Father Merhum was soon no more than fifty yards from his house. He would not turn toward the house but would continue straight on to the station. Walking on the narrow path of stones, he was aware of the scuffling of animals in the snow-covered grass and the rustling of wings of the gray-black crows in the trees above.
He paused at the birch tree where at the age of sixteen he had cut a cross to impress the young large-breasted daughter of the then mayor of Arkush. There was no longer a trace of that cross. He stopped now because something was in his shoe, a pebble perhaps. As he paused, reached down, and removed the shoe, Father Merhum was aware of a rustling in the leaves behind him, a rustling that suggested something larger than a ferret or rat. With his right shoe in one hand and balancing himself against the familiar birch with the other, he turned his head and saw not a person but an upraised ax.
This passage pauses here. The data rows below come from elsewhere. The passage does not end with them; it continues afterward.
Issue #913, opened 2020-08-18
Add support for `blitz.config.ts`


flybayer:
### What do you want and why?

I want to transpile our config file so that we can use Typescript with `blitz.config.ts`. One big reason for this is currently our built in session management is configured in this file. And for people not using prisma, they need to define their database access hooks to get/set the `session` in their DB. The straightforward way to do this would be import `db` from `./db/index.ts`. But currently that doesn't work since `blitz.config.js` isn't transpiled.

### Possible implementation(s)

I think this might be as simple as [adding config to with-blitz.ts](https://github.com/blitz-js/blitz/blob/canary/packages/server/src/with-blitz.ts#L18). Something like this:

```
"../../_blitz.config.js": "./blitz.config",
```

And then [change our `getConfig` function](https://github.com/blitz-js/blitz/blob/canary/packages/config/src/index.ts) to use `_blitz.config.js`.

And also [change this line](https://github.com/blitz-js/blitz/blob/canary/packages/server/src/stages/rpc/index.ts#L85) to use `_blitz.config.js`

jamiedavenport:
Could I work on this? 🥺

jamiedavenport:
> I think this might be as simple as adding config to with-blitz.ts. Something like this:

If only things were that simple 😢 

Looks to me as though the `blitz.config.ts` file would already need to be transpiled before Webpack runs, since the generated `next.config.js` file depends on it and Next doesn't support `next.config.ts` (https://github.com/vercel/next.js/issues/5318)

https://github.com/blitz-js/blitz/blob/canary/packages/server/src/stages/config/index.ts#L45

So my current plan of action is to add a transpilation step using either Typescript or Babel into the config stage. Their main reason for not supporting `next.config.ts` is performance, is that something that we need to be worried about @flybayer @ryardley

flybayer:
@jamiedavenport the perf argument is pretty lame since it's one single file compared to the actual app build that's many files.

Yeah, adding this to the server config stage sounds perfect.

PR #1325, opened 2020-10-14
Add support for `blitz.config.ts`

jamiedavenport:
Closes: #913 

### Checklist

- [x] Tests added for changes


packages/installer/src/executors/executor.tsx
```diff
@@ -38,9 +38,15 @@ export function Frontmatter({executor}: {executor: ExecutorConfig}) {
...
-        <Text color="#8a3df0" bold>{verticalBorder}</Text>
+        <Text color="#8a3df0" bold>
+          {verticalBorder}
+        </Text>
+        <Text color="#8a3df0" bold>
+          ⎪&nbsp;&nbsp;&nbsp;{executor.stepName}&nbsp;&nbsp;&nbsp;⎪
+        </Text>
+        <Text color="#8a3df0" bold>
+          {verticalBorder}
+        </Text>
```
jamiedavenport, line 49: These changes are due to linting when I've merged `canary` into my branch

packages/installer/src/executors/file-transform-executor.tsx
```diff
@@ -65,7 +65,9 @@ export const Propose: Executor["Propose"] = ({cliArgs, onProposalAccepted, step}
           }
 
           return (
-            <Text {...styleProps} key={idx}>{line}</Text>
+            <Text {...styleProps} key={idx}>
+              {line}
+            </Text>
```
jamiedavenport, line 70: Same here, linting

jamiedavenport:
A couple of things to note:
- This solution copies the config over into the root as `_blitz.config.js` because I was experiencing this problem (https://github.com/blitz-js/blitz/pull/726) but I'm sure there must be a more elegant way.
- Wrt testing, I'm not sure what a good unit test would look like for this yet. So I've relied on the cypress tests in the `auth` example. Do we think that's sufficient enough?

packages/server/package.json
```diff
@@ -29,6 +29,7 @@
   "module": "dist/server.esm.js",
   "types": "dist/packages/server/src/index.d.ts",
   "dependencies": {
+    "@babel/core": "7.11.6",
```
flybayer, line 32: Let's use a `^` range here so that we use the same version Next.js. Or, even we could maybe remove it from here since next includes it.

ryardley:
I would recommend having a look at the pages test https://github.com/blitz-js/blitz/blob/5572c9c3239b7beb001cec1914e4b59fe5ee10c2/packages/server/src/stages/pages/pages.test.ts and writing one for the config stage.

ryardley:
> This solution copies the config over into the root as _blitz.config.js because I was experiencing this problem (#726) but I'm sure there must be a more elegant way.

Not sure I understand what is going on here? Sounds to me like we probably shouldn't have to do this.

flybayer (commented):
Sweet!!

First thing: we must also be able to import other `.ts` files into `blitz.config.ts` and have it work correctly. I don't think this will work right now with this pr, right? Because for this to work, we basically need to run webpack on the config file to bundle it, right? I should have thought about and mentioned this in slack when we were talking about just using babel.

As for where to put the built file... My first thought is to put it at `.next/__blitz.config.js` because that's where we are bundling the `db/index.ts` file to as `.next/__db.js`. We can ensure that the .js blitz config always lives there, and then we can change `@blitzjs/config` to read from there. And then also the [config stage](https://github.com/blitz-js/blitz/blob/canary/packages/server/src/stages/config/index.ts) would need changed to read from there too.

flybayer:
[ncc](https://github.com/vercel/ncc) would be the easy way to bundle `blitz.config.ts`

packages/server/src/stages/config/index.ts
```diff
@@ -43,14 +57,26 @@ export const createStageConfig: Stage = ({config, processNewFile, processNewChil
...
     )
   }
 
   // No need to filter yet
-  const stream = transform.file((file) => {
+  const stream = transform.file(async (file) => {
+    if (isBlitzTsConfigPath(file.path)) {
+      const res = await bundle(file.path, {
+        quiet: true,
+        externals: ["@blitzjs/server", "@next/bundle-analyzer"], // FIXME: Figure out why this wouldn't work? Do we need to bundle everything?
```
jamiedavenport, line 71: Not sure what to do here. `ncc` failed to bundle these 3rd party modules, although it shouldn't have to because they're already built. `ncc` doesn't seem to provide a nice way to do this (https://github.com/vercel/ncc/issues/409) so I'm considering:
* Maintain this list manually, thinking that there shouldn't be a lot of 3rd party modules that the config will be expected to import (mostly just auth stuff?)
* Programmatically get all installed modules with `yarn list --json` or similar

What are your thoughts? @flybayer

ryardley: Maybe we should do this first - outside the file-pipeline?

flybayer:
@jamiedavenport sorry I haven't had time to dig into this yet. Had some other life stuff interfere this week and some high priority bugs I'm working through. I'll get back to this as soon as I can.

jamiedavenport:
@ryardley @flybayer would either of you guys be able to review this soon? 😃

flybayer:
@jamiedavenport yeah, so sorry. I've been focused 100% on fixing a bunch of bugs for official beta status, and new features are a bit lower priority than that.

This week I'm very busy and have vacation, so hopefully I can give this full attention in first part of December.

flybayer:
I need to really think through all potential edge cases and also test in multiple production deployments (Vercel and Render).

flybayer:
NOTE: also need to update recipes to work with `blitz.config.ts`

flybayer:
@jamiedavenport I'm really sorry I let this drop. I think subconsciously I knew ncc wasn't the right approach here (but at the time I didn't understand some of these tools well enough to know what else to do).

I've now implemented this using esbuild in a much cleaner way: https://github.com/blitz-js/blitz/pull/2283

I really, really appreciate the effort you put into this. I know it's a bummer to put a lot of effort into something that doesn't even get used. So for that I'm sorry 🙏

There was no time to think, pray, or respond. The priest fell backward as the blow came and his shoe sailed into the woods. He tried to turn his back, but he had no time. The next blow brought no great pain, just a sudden throbbing as he rolled onto his back and looked up.
"You," he said. "You."
The assassin was going to strike again, but he stopped in midblow. The priest had fallen backward, eyes opening and closing in confusion as his mouth let out a deep breath and a cloud of steam. The assassin stared at the bearded, wide-eyed dog who looked up at him, blood and something yellow coming out of the back of his head, staining the leaves on the ground dark. Instead of striking again, the assassin turned his back and walked into the woods, ax at his side.
Father Vasili Merhum, not yet dead, rolled over onto his knees, touched the back of his head, and felt the soft cushion of his own brain flecked with sharp edges of bone. He began to crawl, trailing his bloody handprints in the snow and along the stone path. Were he to live, it would truly be a miracle.